Home Health & Hospice Week

Fraud & Abuse:

AVOID FRAUD CHARGES WITH BULLETPROOF DOCUMENTATION

HHA pays millions in OIG settlement focusing on record-keeping.

In the world of the home health prospective payment system, the old maxim "if it's not documented, it's not done" is more relevant than ever.

And that truism seems to have cost Edina, MN-based home care chain Intrepid USA $8 million.
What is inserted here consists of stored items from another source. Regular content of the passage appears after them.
PR #955, opened 2022-07-19
fix: don't break on md ipfs [skip cypress]

sakulstra:
In the 1inch proposal https://gateway.pinata.cloud/ipfs/QmPccptdeMjEAUbJLEXRw8s8dnWq6aVdigaqMUJGQJQBGV is referenced as ipfs instead of https://gateway.pinata.cloud/ipfs/QmeGHtzBASPj2tQyMZnBpiFghbZvawgx4kJ6HJMNUM4EY4 so the json() parser breaks as it's not a json.
This pr will clone the stream (as you can only read it once) and first try to parse it to json, if it's not successfull it will parse it as text.

Late night fix, but this fixes the ui

### DIFF
--- a/src/modules/governance/utils/getProposalMetadata.ts
+++ b/src/modules/governance/utils/getProposalMetadata.ts
@@ -26,16 +26,26 @@ export async function getProposalMetadata(
   if (!ipfsResponse.ok) {
     throw Error('Fetch not working');
   }
+  const clone = await ipfsResponse.clone();
+  try {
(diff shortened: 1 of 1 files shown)


defispartan (approved):

defispartan:
Without this, https://app.aave.com/governance/ is stuck loading proposals indefinitely since it can't parse the 1INCH proposal

defispartan:
Added [skip cypress] to speed up the time to update cache and deploy once merged

0x4Graham (approved):

PR #959, opened 2022-07-21
feat: add in supply/borrow/debt cap warnings, tooltips, and status components

drewcook:
# General Changes

- Adds in supply cap circular status when supply cap exists for an asset
- Adds in borrow cap circular status when borrow cap exists for an asset - however, there are currently no assets with borrow caps on any network
- Adds in a linear status for debt ceiling for any isolated asset
- Adds in tooltips and warning components for supply cap, borrow cap, debt ceiling
- Displays tooltips amongst dashboard list item components and new status components, and in reserve overview actions panel
- Also displays on supply modal, borrow modal, and collateral swap modal

## Notes

- Leverages a `getAssetCapUsage` utility "hook" so that this info can be used easily wherever a `reserve` is available in the UI.  This pattern could be expanded to create a global alert/tooltip system and display them easily across the UI, reducing repetition.


src/components/infoTooltips/BorrowCapTooltip.tsx
```diff
@@ -0,0 +1,42 @@
...
+import { TextWithTooltip, TextWithTooltipProps } from '../TextWithTooltip';
+import { Link } from '../primitives/Link';
+
+type BorrowCapTooltipProps = TextWithTooltipProps & {
+  borrowCap: AssetCapData;
+};
+
+export const BorrowCapTooltip = ({ borrowCap, ...rest }: BorrowCapTooltipProps) => {
+  // Don't show a tooltip when less than 98% utilized
+  if (borrowCap.percentUsed < 98) return null;
```
defispartan, line 14: To switch this from a fixed 98% display cap to a user-based display, then it probably makes sense to check this in `getAssetCapUsage` and pass an enum prop to the tooltip either:

'none': No cap on the asset
'negligent': There is a cap but will not affect user
'partial': Remaining cap or ceiling will affect user max supply or borrow
'blocked': Remaining cap or ceiling is 0 or asset frozen

defispartan: Then it can be re-used for debt ceiling and frozen as well

src/modules/dashboard/lists/ListItemWrapper.tsx
```diff
@@ -46,8 +51,10 @@ export const ListItemWrapper = ({
         </Link>
         {frozen && <FrozenWarning symbol={symbol} />}
         {!frozen && symbol === 'AMPL' && <AMPLWarning />}
+        {supplyCap.determineTooltipDisplay({ supplyCap })}
```
defispartan, line 54: After the frozen logic is added, this should be moved to a separate component which will determine the priority or stacked display of warnings (AMPL can be added as well):

`<ReserveWarning user={...} reserve={...} />`

defispartan: Created issue #1001

bojanaave:
HI @drewcook 
QA team checked changes in your PR and here are the list of the thing that we found : 
1.  Supply and Borrow graphs are not visible for most of the assets on V3
Screen Shot 2022-08-05 at 13 44 47

 
2. We did not find   borrow cap circular status on V2 nor V3 
Screen Shot 2022-08-05 at 13 31 26

3. Also we are confused which of the info needs to visible and where so e.g 
Debth celling line graph is visible here USDT-Avalanche  (but for 90%+ of the assets is not visible) - 
Screen Shot 2022-08-05 at 13 51 08
 - So do we have any list where we can see which graphs/ cap circular statuses etc.. need to be visible and for which assets?

drewcook:
@bojanaave Good finds, these all seem to be accurate though.  There are zero assets with a borrow cap, thus, no borrow cap status will show.  I have also only been able to find a couple assets with a debt ceiling, one being USDt on Avalanche V3.  There aren't any caps on any asset in V2 for the most part.

The way that I've been testing for each scenario is by manually updating the percentages [here](https://github.com/aave/interface/pull/959/files#diff-4b5063ea31673c11bcfdf83f54629429c11719fb83d34fafe5a0410b1356a173R86)

bojanaave:
Hi drew , is it possible to underline Learn more inside info pop-ups ? 
Screen Shot 2022-08-08 at 13 33 53

src/hooks/getAssetCapUsage.tsx
```diff
@@ -0,0 +1,128 @@
...
+      determineTooltipDisplay: ({ borrowCap, useDefaultTooltip }) =>
+        borrowCap ? (
+          <BorrowCapTooltip borrowCap={borrowCap} useDefaultTooltip={useDefaultTooltip} />
+        ) : null,
+    },
+    debtCeiling: {
+      percentUsed: debtCeilingUsage,
+      isMaxed: debtCeilingReached,
+      // percentUsed: 99.994,
+      // isMaxed: true,
```
drewcook, line 113: These commented out lines are what I've been using to quickly test scenarios for given screens/modals/warnings/etc - since not all live production networks are going to yield every possible scenario.

src/components/infoTooltips/BorrowCapTooltip.tsx
```diff
@@ -0,0 +1,50 @@
...
+  useDefaultTooltip?: boolean;
+};
+
+export const BorrowCapTooltip = ({
+  borrowCap,
+  useDefaultTooltip = false,
+  ...rest
+}: BorrowCapTooltipProps) => {
+  // Don't show a tooltip when less than 98% utilized
+  // if (borrowCap.percentUsed < 98) return null;
```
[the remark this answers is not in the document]
drewcook: Yep, I left these in as a _reminder_.  This was something that came up - i.e. when do we show tooltips.  It was initially decided that we just won't show these tooltips if it's not in "warning zone" - i.e. > 98%.  But then I saw designs with the tooltip showing when the status is still in green zone.  So it makes sense that we decide this from a product POV.

I added in the additional else clause on line 31 to handle these cases, and added a comment in Figma about it [here](https://www.figma.com/file/p8a8k8ESSCWmqCbfmF12hU?node-id=242:1050378#242875756)

Ultimately, yes, we'll remove these lines, but we need to figure out answers for the above first.

src/hooks/getAssetCapUsage.tsx
```diff
@@ -0,0 +1,128 @@
...
+  /*
+    Supply Cap Data
+    % of totalLiquidity / supplyCap
+    Set as zero if either is zero
+  */
+  let supplyCapUsage: number = asset
+    ? valueToBigNumber(asset.totalLiquidity).dividedBy(asset.supplyCap).toNumber() * 100
+    : 0;
+  supplyCapUsage = supplyCapUsage === Infinity ? 0 : supplyCapUsage;
+  const supplyCapReached = supplyCapUsage !== Infinity && supplyCapUsage >= 99.99;
```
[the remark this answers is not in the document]
drewcook: I believe the `dividedBy` result can actually come back as `Infinity` anytime `asset.supplyCap` is zero in this case.  It would be useful to abstract the `x / 0` case within the utility function itself though so this logic is cleaner and it's centralized to that particular utility.

src/modules/dashboard/lists/SupplyAssetsList/SupplyAssetsList.tsx
```diff
@@ -89,6 +88,7 @@ export const SupplyAssetsList = () => {
         return [
           {
             ...reserve,
+            reserve,
```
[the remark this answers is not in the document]
drewcook: Right, so basically the values from `reserve` are depended on for finding out these caps and usage.  And these warnings/tooltips/status components can be deeply nested in a component hierarchy, very far from the original page components where this reserve data is available.  So rather than passing through the several reserve fields needed through as _multiple_ props all the way through to the nested component(s) that need them to show the warning, its cleaner to pass through just the single reserve.  Now, for the dashboard lists, most of the reserve fields are passed through as individual props when they're spread with `{...item}`.  However, not _all_ fields were passed in, and rather than ensuring multiple fields were plumbed through correctly, and/or creating a new representation in TypeScript, it was a path of least resistance to pass in `reserve` is it's own singular prop and allow the utility function to just work with a fully represented `ComputedReserveData` type.

This isn't ideal.  This is redundant, since most _but not all_ reserve fields are passed through to the components, but not all fields are continuously passed through.  For example, `SupplyAssetsListItem` may have access to all the reserve fields, but `ListItemWrapper` doesn't, as it's more general and has a more restrictive props list.

I think the next step to reduce this plumbing and redundancy of passing through the reserve entity would be to create a React context to hold this info and wrap the page level with it.  Then the deeply nested component can just access the context rather than a plumbed through prop.

drewcook:
@bojanaave I've added in underlining the learn more links

src/components/ReserveOverviewBox.tsx
```diff
@@ -27,9 +32,11 @@ export function ReserveOverviewBox({ title, children }: ReserveOverviewBoxProps)
...
       >
-        <Typography variant="secondary14" color="text.secondary" component="span">
-          {title}
-        </Typography>
+        {title && (
+          <Typography variant="secondary14" color="text.secondary" component="span">
+            {title}
+          </Typography>
+        )}
         {children}
```
drewcook, line 40: These changes just allow the component to be used full width rather than a 1/3, and an optional title, as the debt ceiling box doesn't use one.

src/components/TextWithTooltip.tsx
```diff
@@ -43,9 +45,9 @@ export const TextWithTooltip = ({
...
             sx={{
               fontSize: iconSize,
-              color: open ? 'info.main' : 'text.muted',
+              color: color ? color : open ? 'info.main' : 'text.muted',
               borderRadius: '50%',
-              '&:hover': { color: 'info.main' },
+              '&:hover': { color: color || 'info.main' },
             }}
           >
             {icon || <InformationCircleIcon />}
```
drewcook, line 53: Allows the styling of color on the tooltip icon, i.e. for red/yellow exclamation tooltips.

src/hooks/getAssetCapUsage.tsx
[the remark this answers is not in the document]
grothem: Yeah I had the same thought about creating utility function for that.

The result coming back as `Infinity` makes sense, but on line 56 you handle that case. So on line 57, `suppleCapUsage !== Infinity` should always be true.

bojanaave:
Looks fine. 
NOTE: Screenshots below are with fake values (that has been used just for testing purpose)

Screen Shot 2022-08-09 at 17 20 07
Screen Shot 2022-08-09 at 17 20 37
Screen Shot 2022-08-09 at 17 23 05

bojanaave (approved):

src/hooks/useAssetCaps.tsx
```diff
@@ -0,0 +1,156 @@
...
+
+export type AssetCapData = {
+  percentUsed: number;
+  isMaxed: boolean;
+};
+
+export type AssetCapHookData = AssetCapData & {
+  determineWarningDisplay: (props: WarningDisplayProps) => JSX.Element | null;
+  determineTooltipDisplay: (props: WarningDisplayProps) => JSX.Element | null;
+};
```
drewcook, line 27: Some additional fields I think that could help DRY things up relating to these caps are:

- Status color to be used for styling the colors - based off percentUsed
- Tooltip verbiage for good/warning/max
- Warning verbiage for good/warning/max

I think we continue to allocate the logic for displaying these warnings/tooltips to the component that is implementing them.  But we could clean up some of repetitiveness of the tooltip, warning, and status components themselves by abstracting the common stuff to this context.  If you notice, the verbiage is nearly identical, the colors are, and this could be another improvement to this pattern.

```js
type AssetCapWarningTooltipVerbiage = {
   safe: string;
   warning: string;
   maxed: string;
 }
 
type AssetCapStatusColor = "success.main" | "warning.main" | "error.main"

export type AssetCapHookData = AssetCapData & {
  determineWarningDisplay: (props: WarningDisplayProps) => JSX.Element | null;
  determineTooltipDisplay: (props: WarningDisplayProps) => JSX.Element | null;
  tooltipVerbiage: AssetCapWarningTooltipVerbiage;
  warningVerbiage: AssetCapWarningTooltipVerbiage;
  statusColor: AssetCapStatusColor;
```

Then the logic that is in the tooltip components and colors on the status components becomes much more simpler, and maybe the tooltip/warning components become a singular component.

Thoughts on this addition?

bojanaave:
LGTM.
Screen Shot 2022-08-18 at 20 02 29
Screen Shot 2022-08-18 at 20 15 14

bojanaave (approved):

src/components/infoTooltips/BorrowCapMaxedTooltip.tsx
```diff
@@ -0,0 +1,30 @@
...
+};
+
+export const BorrowCapMaxedTooltip = ({ borrowCap, ...rest }: BorrowCapMaxedTooltipProps) => {
+  if (!borrowCap || !borrowCap.isMaxed) return null;
+
+  return (
+    <Box sx={{ ml: 2 }}>
+      <TextWithTooltip {...rest} icon={<ExclamationIcon />} color="warning.main" iconSize={18}>
+        <>
+          <Trans>Protocol borrow cap at 100% for this asset. Further supply unavailable.</Trans>{' '}
```
defispartan, line 19:
```suggestion
          <Trans>Protocol borrow cap at 100% for this asset. Further borrowing unavailable.</Trans>{' '}
```

defispartan (approved):
Big overhaul of warning states, much needed!

 Tested cap display on all affected screens with different market conditions, LGTM 👍

bojanaave:
Looks fine. 
Screen Shot 2022-08-22 at 20 51 05
Screen Shot 2022-08-22 at 20 53 46

bojanaave (approved):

Intrepid spent that much and entered a five-year integrity agreement to settle charges from the HHS Office of Inspector General that it committed a number of documentation-related sins, according to the OIG's latest semiannual report.
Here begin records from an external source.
PR #4050, opened 2017-02-21
Update ko_KR.lang

01QueN10:


01QueN10:
OK, I'll update this soon.

PR #4103, opened 2017-03-17
Fixed inconsistent punctuation

PapiDimmi:


vippeople22 (approved):
i mean it seems just fine perhaps someone just added a period out of habit?

PR #4160, opened 2017-04-16
Implement vanilla TileEntity rotation/mirroring functions

fnuecke:
This implements the vanilla rotate/mirror methods in TileEntities that are rotatable. This allows mods that want to rotate blocks to do so without additional special code.


HenryLoenwind:
Sorry, this got lost on accident

Issue #4096, opened 2017-03-14
Item Conduit can duplicate items with AE2


xsun2001:
[xsun2001/Applied-Energistics-2-Unofficial#2](https://github.com/xsun2001/Applied-Energistics-2-Unofficial/issues/2)
Although 1.7.10's enderio may not be in the maintenance, but it is only the enderio items conduit will be such a problem. Although I continue to maintain the 1.7.10's AE2, but I do not understand the way you work in the conduit , so I can not fix this problem in AE2. Would you please tell me how the enderio network works or how it triggers the network refresh. Thank you!!!

xsun2001:
No.In fact, there is only AE2 and EnderIO.

HenryLoenwind:
I would need to look into the the code, but from memory: Conduits do their work in the server tick event. They keep a list of neighbor tile entities and refresh it when they get a Block.neighborChanged().

xsun2001:
AE2's Annihilation Plane only uses
`w.setBlock( x, y, z, Platform.AIR_BLOCK, 0, 3 );`
to break a block.
Can it fire the enderio network refresh?

xsun2001:
It seems that you didn't add the `onNeighborChanged` method to ItemConduit in 1.7.10.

The feds alleged that Intrepid and affiliated entities submitted false claims to Medicare, Medicaid, TRICARE and CHAMPUS between February 1997 and October 2004. The claims were for home health services that were not provided by a qualified person, lacked physician orders and plans of care, lacked sufficient documentation of the patient's homebound status, lacked an Outcome Assessment and Information Set evaluation, and/or were improperly coded, the OIG says.

And the government alleged that during January 2002 through June 2003, Intrepid submitted claims to Medicaid for home health services that were not provided.

Intrepid didn't respond to inquiries for this story.

Documentation Review The New Audit

This case "is a perfect example of the growing trend of the government to scrutinize documentation," notes attorney Marie Berliner with Lambeth & Berliner in Austin, TX.

"Twenty years ago, the home health community saw reductions in payments through cost reporting audits and periodic payment reconciliation," Berliner recalls. "Now that home health services are paid under [PPS] where there is less room for interpretation, the emphasis has shifted to the underlying documentation requirements needed to support HHA claims."

Those requirements span a huge array of items--"physician orders to coding issues and everything in between," Berliner stresses.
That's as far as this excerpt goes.